I tried to stand up to get more air. The sensations had become psychedelic, the world opening up like somebody’s oyster to show the slick little piece of meat inside. My nipples throbbed and my pussy purred. “Hickle, hinkle, hicklety hoo?” By which I meant something like, “My brain, my brain, my beautiful brain, it’s melting!”
“She needs a circuit breaker on that thing,” said Harlette.
“Hell’s Pretty Pink Pastel Possum Plaster! Do something! She doesn’t have any idea how to handle that kind of power! She’s sucking energy from anyone who’s ever seen any of her videos!”
I had the impression, real or imagined, that I had somehow synchronized the wanking of thousands of men, and a few women, watching my Splendid videos all over North America not to mention the rest of the world.
“Hinkle, hook, hookety-hickety-hinklety, hinkle,” by which I meant something like, “Holy shit! It’s a million disk seller! We’re going double platinum here!”
“It’s a megaorg power surge, millions of tiny organ solos!” said Harlette.
Lonely men in apartments and flats, cottages and motel rooms, hogans and igloos, yurts and fezes rubbed their dicks and thought of sticking their stiffie in my fuzzy blonde bijoona. Wait a minute, I think a fez is a kind of hat. And what the fuck is a bijoona?
“She’s cumming but her spell is keeping them from doing so! So they keep trying and giving her more power and her spell keeps getting stronger!”
“She’s like the frozen pot sticker Energizer Bunny in reverse!” said Harlette. “Good thing I didn’t put her in the really tight corset or the tall high heels, huh?”
Fuck, yeah. Not that I wasn’t enjoying the whole thing but I felt like just a little bit more of this and they’d have to wash my brains out of my panties–except, I wasn’t wearing panties, I remembered.
Time went non-linear and I saw the next few scenes in out-of-order snatches as I cummed in and out of reality.
Harlette helped me stand up then she kissed me again, half-rescue breathing, half-seduction.
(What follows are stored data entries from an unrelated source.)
PR #326, opened 2018-06-29
Fix typo in HPC setup

lesteve:
While I was at it I noticed a wrong port in the jupyter + dask-jobqueue doc.

### DIFF
--- a/docs/setup_guides/hpc.rst
+++ b/docs/setup_guides/hpc.rst
@@ -122,7 +122,7 @@ in the Jupyter documentation.
 From here, we have two options. Option 1 will start a Jupyter Notebook server
 and manage dask using the `dask-jobqueue`_ package. Option 2 will start a dask
 cluster using `dask-mpi` and will run a Jupyter server as part of the dask cluster.
-We generally recommend starting with Option 1, espcially if you will be working
+We generally recommend starting with Option 1, especially if you will be working
 interactively, unless you have a reason for managing the job submission scripts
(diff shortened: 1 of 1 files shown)


docs/setup_guides/hpc.rst
```diff
@@ -181,7 +181,7 @@ Now, connect to the server using an ssh tunnel from your local machine
 
 ::
 
-    $ ssh -N -L 8877:r8i4n0:8877 -L 8878:r8i4n0:8787 username@cheyenne.ucar.edu
+    $ ssh -N -L 8877:r8i4n0:8877 -L 8787:r8i4n0:8787 username@cheyenne.ucar.edu
```
lesteve: Not 100% sure about this one, but 8787 instead of 8787 feels like a typo, since everywhere else 8878 is used.

Maybe a good idea would be to use ports that are more different for jupyter notebook and the dashboard port.

lesteve:
On top of the jupyter and the dashboard port being hard to distinguish, there is no consistency between the jupyter + dask-jobqueue (notebook 8877, dashboard 8878) and the jupyter + dask-mpi (notebook 8888, dashboard 8787) doc.

I can change the ports to be more dissimilar and harmonize it between dask-jobqueue/dask-mpi if you think it is worth it.

lesteve:
Looking a bit closer, it looks like the doc have some assumption, basically that the dashboard is on the default port for the dask-jobqueue doc and that the notebook server is on the default port for dask-mpi, so maybe harmonization is not possible between the two.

Muffins ran around in a circle but she wasn’t the pussy who was in trouble.
Mr. Styx lurched through the door into the dressing room like a re-animated Ted Cassidy.
The men who imagined fucking me had ten thousand sets of eyes and ten thousand hands and a single cock two miles long.
Some time during all of the jump cuts and quick fades, Harlette’s tongue grew long enough to lick my skull clean from the inside and I stopped thinking at all.